Suppose you plan to contract with a coding consultant to provide coding services for your outpatient endoscopy and heart procedures and have included this in your annual budget. It is expected that this service will be needed for five months, but you reserve the rights to shorten or extend the contract on circumstances at the time. Payment will be at the rate $3.50 per chart. The projected volume for the period is 365 charts per week.
After 3 months, you decided to shorten your contract with the consultant due to being able to have adequate full-time staff. At the conclusion of the consultant’s services you receive this notice.
Week 1 477 chart coded
Week 2 389 chart coded
Week 3 512 chart coded
Week 4 412 chart coded
Week 5 489 chart coded
Week 6 566 chart coded
Week 7 488 chart coded
Week 8 456 chart coded
Week 9 499 chart coded
Week 10 501 chart coded
Week 11 367 chart coded
Week 12 401 chart coded
Total 5,557 charts coded @ $3.50 per chart = $19449.50
Analyzing the numbers above as well as cost, explain the type budget variance depicted in the scenario.

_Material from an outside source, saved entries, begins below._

PR #268, opened 2026-08-26
[Submission] tau-bench leaderboard adapter, review answered (supersedes #192)

borgr:
Supersedes #192, continuing @benshi34's branch rather than replacing it — their `Add tau-bench leaderboard adapter` commit is the base of this history, with `main` merged in and the review answered on top. Opened here because #192's branch lives on a fork I cannot push to.

## Why #192 could not just be updated

That branch was 172 commits behind and predates #218, which moved adapters from `utils/<name>/` to `every_eval_ever/adapters/<name>/`. The merge is a modify/delete collision on a tree that no longer exists, so the first two commits here are the merge (resolved by taking main's deletion of `utils/README.md`) and the relocation.

## The four review-anvil findings

**RAVF001, metric identity (high).** Pass^k was published as `tau_bench.pass_at_k`. Those are different quantities — tau-bench's Pass^k requires all k trials to succeed, pass@k requires one — so a consumer joining on that id would have averaged incompatible scores. Now `tau_bench.pass_hat_k`, with `metric_semantics` in `additional_details` saying which it is. The registry has no `pass-hat-k` entry (only `pass-at-1` and `pass-at-8`, both 0–1), so the source-namespaced id is the correct form here.

**RAVF002, provenance (medium).** A remote run cited `raw.githubusercontent.com/…/main/…`, which serves different bytes next week, and a local replay invented that same URL for bytes read off disk. `pin_base_url` now resolves the ref to a commit once, before anything is fetched, so every URL in the run is immutable and the batch records one `submission_commit`. Every submission also carries the sha256 of its own payload, and a local run records `local_input_path` and drops the invented URL. `--allow-unpinned-source` keeps a run possible when the API cannot be reached, and the record then says the ref was not pinned.

**RAVF003, score validation (medium).** `--input-dir` and `--base-url` accept inputs the leaderboard never serves. Pass^k is bounded 0–100 and cost at 0 or above, booleans and non-finite values are rejected through `require_finite_number`, and the message names the submission, domain and metric.

**RAVF004, developer identity (medium).** `Z.ai` was unmapped and became developer `z.ai` with its own datastore directory, while `Zhipu AI` mapped to `zhipu-ai`. Provider names are now matched normalized, so a new spelling of a mapped provider cannot split it.

## The four older threads

All one shape: `methodology`, `voice_config`, `model_release`, `trajectory_files` and `references` were read through `x or {}`, which covers a missing block but not a malformed one, so a submission carrying a string there raised `AttributeError`. One `_mapping` guard covers them. Separately `--limit` sliced *after* every selected submission had been downloaded; it now bounds the download.

## What current conventions also required

- **Publication.** `save_evaluation_log` per record became `save_evaluation_logs`, which validates and serializes the batch before creating a file and removes what it created if a later write fails.
- **Accounting.** `convert_logs` returns a `SourceConversionResult`. A submission that raises is a failure and does not cost the rest of the batch; one the leaderboard lists with no score in any domain is an exclusion instead of a silent drop. `run` writes the report beside the output and exits non-zero on failures.
- **Automation.** `parse_args(argv)` so the catalog entry is checked against the real parser, a `tau_bench` entry writing the `tau-bench` collection, and the row in `adapters/README.md`. Raw capture comes free through `fetch_json`.

## Verification

`uv run pytest tests` 878 passed, 31 skipped — the adapter's own file went 5 → 16 tests, one per fix above. `uv run ruff check` clean.

@benshi34 @nelaturuharsha — if you would rather land this from the fork, say so and I will hand the commits over instead.


borgr:
Not needed — #192 itself now carries this work, pushed to @benshi34's branch through the maintainer-edit permission the PR already grants. The discussion belongs on #192's existing threads, not on a second PR.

Construct one page explanation of this type of budget variance. What are the committed expenses and discretionary expenses used in budget variance? What might your plan be for improvement?
Budget variances are essential tools for evaluating the financial performance of a project, service, or initiative. In the scenario provided, we encounter a budget variance in the context of a coding consultant contract for outpatient endoscopy and heart procedures. This essay delves into the nature of the budget variance, the types of expenses involved, and proposes strategies for improvement.
The type of budget variance depicted in this scenario is a **Favorable Cost Variance**. This indicates that the actual costs incurred for coding services were lower than what was initially budgeted. In this case, the coding consultant was paid $19,449.50 for coding 5,557 charts at a rate of $3.50 per chart, which is lower than the budgeted amount for this service. This favorable variance implies efficient cost management, as the organization saved money compared to the anticipated expense.
Committed Expenses: Committed expenses refer to fixed costs that are essential and unavoidable. In this context, the committed expenses include the agreed-upon payment to the coding consultant, calculated based on the rate per chart ($3.50).
Discretionary Expenses: Discretionary expenses, also known as variable costs, are more flexible and can be adjusted based on organizational needs. The coding consultant’s contract is a discretionary expense since it can be shortened or extended based on circumstances.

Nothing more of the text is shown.